▶ **Dataset entries**:
PR #943, opened 2020-04-13
Add option to treat all TGA files as TGA 1.0

AnyOldName3:
Some files which are malformed TGA 2.0 files are technically valid TGA 1.0 files. For example, an image that just happened to have pixel data matching the TGA 2.0 footer or files created by buggy TGA 2.0 writers and were only ever fed to TGA 1.0 readers.

One such example from a Morrowind mod is attached:
[tx_comberry_01_p.zip](https://github.com/openscenegraph/OpenSceneGraph/files/4471548/tx_comberry_01_p.zip)

This file has a header saying it has eight attribute bits. A TGA 1.0 reader is free to interpret them how it wants (e.g. as alpha or stencil, or just ignoring them). A TGA 2.0 reader is supposed to check for a footer directing it to an extension area, which, if present, will have a field saying what those bits mean. The file's extension area says it doesn't have any such bits (which is different from saying they're present but unused).

This is against the TGA 2.0 specification published by Truevision, and, in fact, `TGADUMP.exe` from their TGAUTILS package will complain about *Inconsistent Alpha Data Specification*. It's a valid TGA 1.0 file, though (albeit one with garbage data at the end), so a conformant TGA 1.0 reader will handle it just fine.

In TGA 2.0 mode (i.e. the existing code), the extension area will be trusted above the header, and the alpha will be skipped. If the new option string is set, though, only the header will be read, and the alpha will be used.

OpenMW needs this behaviour as it needs to work with files made for the original Morrowind engine, which only had a TGA 1.0 reader.

I'm open to suggestions on how to change particular details of this PR as I've not interacted with option strings in OSG before.

### DIFF
--- a/src/osgPlugins/tga/ReaderWriterTGA.cpp
+++ b/src/osgPlugins/tga/ReaderWriterTGA.cpp
@@ -339,7 +339,8 @@ unsigned char *
 simage_tga_load(std::istream& fin,
 int *width_ret,
 int *height_ret,
-int *numComponents_ret)
+int *numComponents_ret,
+bool ignoreTGA2Fields)
 {
     unsigned char header[18];
     unsigned char footer[26];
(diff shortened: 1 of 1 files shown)


src/osgPlugins/tga/ReaderWriterTGA.cpp
```diff
@@ -867,7 +872,7 @@ class ReaderWriterTGA : public osgDB::ReaderWriter
 
             osgDB::ifstream istream(fileName.c_str(), std::ios::in | std::ios::binary);
             if(!istream) return ReadResult::FILE_NOT_HANDLED;
-            ReadResult rr = readTGAStream(istream);
+            ReadResult rr = readTGAStream(istream, options && options->getOptionString().find("IGNORE_TGA_2_FIELDS") != std::string::npos);
```
Capostrophic, line 875: Options are typically not DONE_LIKE_MACROS in OSG. Rather, they use camelCase or, rarely, snake_case.

Capostrophic:
The readerwriter constructor (ReaderWriterTGA() in this case) should declare the support of this option with supportsOption("option name", "option description");

src/osgPlugins/tga/ReaderWriterTGA.cpp
AnyOldName3: I copied the JPEG one https://github.com/openscenegraph/OpenSceneGraph/blob/OpenSceneGraph-3.6/src/osgPlugins/jpeg/ReaderWriterJPEG.cpp#L811

Are you sure that's the outlier?

AnyOldName3:
> The readerwriter constructor (ReaderWriterTGA() in this case) should declare the support of this option with supportsOption("option name", "option description");

Again, I copied the JPEG one, which doesn't do this: https://github.com/openscenegraph/OpenSceneGraph/blob/OpenSceneGraph-3.6/src/osgPlugins/jpeg/ReaderWriterJPEG.cpp#L823-L827

AnyOldName3:
I just checked the PNG reader, too, and it's done like this PR, which no explicit option declaration, and with upper snake case.

Capostrophic:
But there's a reasonable number of readerwriters that do [otherwise.](https://github.com/openscenegraph/OpenSceneGraph/search?q=supportsoption&unscoped_q=supportsoption)

openscenegraph:
On Sat, 25 Apr 2020 at 07:56, Alexei Dobrohotov <notifications@github.com>
wrote:

> But there's a reasonable number of readerwriters that do otherwise.
> <https://github.com/openscenegraph/OpenSceneGraph/search?q=supportsoption&unscoped_q=supportsoption>
>
There have been 570 contributors to the OSG project over the years, so
there has been a few differences preferences expressed. For the core OSG
classes I have tried to keep things coherent but it's more work to manage
the necessary back and fore to get things ship shape.  With getting on for
a 87 plugins that primarily a community effort I haven't policed style so
much, for options there isn't any on standard,  Not ideal but the project
is 20 years old, you do get a few things that aren't prefect.

Capostrophic:
Yes, I understand, though I guess I just prefer the style I've noticed happening the most in the source code of the project and requested here.

AnyOldName3:
Which style of capitalisation is preferred for new stuff and is registering the option preferred?

openscenegraph:
On Sat, 25 Apr 2020 at 16:04, Chris Djali <notifications@github.com> wrote:

> Which style of capitalisation is preferred for new stuff and is
> registering the option preferred?
>
The core OSG plugin usesThisTypeOfOption so is probably preferable.  I
won't loose sleep over plugins that diverge from this.  It's probably the
one to copy for new additions.

As for declaring the option in the ReaderWriter* constructor
ReaderWriter::supportsOption(..) certainly use this for all options, that
way one doesn't need to go through the source code, instead you can run:

   osgconv --formats

To list the features and options of all supported plugins or

  osgconv -format osg

To list the options of a specific plugin.

AnyOldName3:
These comments have been applied.

Also, I noticed that other plugins used a string stream to search for options one token at a time, but I went for `std::string::find` as it would be faster if all I cared about was the option's existence. Is there any reason to prefer the other approach?

openscenegraph:
On Sat, 25 Apr 2020 at 20:10, Chris Djali <notifications@github.com> wrote:

> These comments have been applied.
>
> Also, I noticed that other plugins used a string stream to search for
> options one token at a time, but I went for std::string::find as it would
> be faster if all I cared about was the option's existence. Is there any
> reason to prefer the other approach?
>
The most flexible approach is to the fact that all osg::Object have a meta
data object system, this means osgDB::Options can hold other objects.  This
functionality was added later than osgDB::Options option string approach,
and isn't an explicit feature of osgDB::Options so can easily be overlooked.

The VSG also has an vsg::Options equivalent to osgDB::Option and rather use
option strongs it just leaves it to the meta object system for passing in
custom values/objects.

AnyOldName3:
The `osgDB::Registry` sets option strings based on the command line, making them usable in things like the `osgviewer` application. I don't see any way of setting up object metadata on the options object outside a custom C++ application, so wouldn't the approach taken here be more useful, at least for now?

openscenegraph:
On Mon, 27 Apr 2020 at 16:03, Chris Djali <notifications@github.com> wrote:

> The osgDB::Registry sets option strings based on the command line, making
> them usable in things like the osgviewer application. I don't see any way
> of setting up object metadata on the options object outside a custom C++
> application, so wouldn't the approach taken here be more useful, at least
> for now?
>

If you want to be able to leverage the crude -O option string passthrough
that osgviewer provides then yes, using option string leaves that door
open.  However, this little application is just an OSG example.

I guess in theory one could add support for doing something like --option
"key=value" and then parse the key and value.  However, I can consider the
OSG primarily in maintenance mode now so coming up with fancy new
mechanisms isn't something I'm going to worry about chasing as my time is
better spent getting the VSG to 1.0 ASAP.

AnyOldName3:
So surely I shouldn't be introducing new behaviour that isn't used anywhere else?

openscenegraph:
On Mon, 27 Apr 2020 at 16:38, Chris Djali <notifications@github.com> wrote:

> So surely I shouldn't be introducing new behaviour that isn't used
> anywhere else?
>
My own personal focus on maintenance.  I'm not planning on major changes to
the code base, and contributions from the community that involve major
changes will be looked at hard - they'll have really justify the risks and
rewards involved.

Small tweaks to make life easier, bug and build fixes are all perfectly OK
during this phase of the project.

At this point if you can consider us keeping the ship steady, doing minor
repairs while we are at sea when they are required, but not heading into
port for a major refit and lots of effort and downtime.

For uses that want to push the bleeding edge along the OSG isn't the
project, the VSG is for that.

AnyOldName3:
I don't want to push the bleeding edge along. This PR just makes it possible to load some images as intended that couldn't be before by filling in the edge-case of files that are valid TGA 1.0 images, but invalid TGA 2.0 images.

I haven't found any other plugins that use the object metadata system to access their options, so I think doing that would be a bad idea. It might be less reliable (as there are fewer examples to copy and other plugins haven't tested this use case as thoroughly as option strings), it could surprise users of OSG (as it's different behaviour to everything else), and it's slightly less useful as there are features that set up option strings integrated into other parts of OSG. There's also no way of using `supportsOption` to explicitly state that it should be passed via the object metadata system.

This PR as-is (i.e. using the option string) works and doesn't do anything novel. All the other plugins with options use the option string, and I've been able to find some (such as the SVG reader/writer) that extract their options via `std::string::find`. That aspect should be risk-free. As for TGA reading in general, I've contributed the most to this plugin in the past few years, so can confidently say that it's no more trustworthy than it was before.

openscenegraph:
Hi Chris,

It's OK this type of change isn't a major change, it's something I'm happy
to see.  Choice on use of Options string is fine too.  I'm just provide
extra background info so you know all the functionality available etc.

Robert.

▶ **Work request**: Select the lines from the entries that include the word "primarily".

▶ **Worked solution**:
a 87 plugins that primarily a community effort I haven't policed style so
OSG primarily in maintenance mode now so coming up with fancy new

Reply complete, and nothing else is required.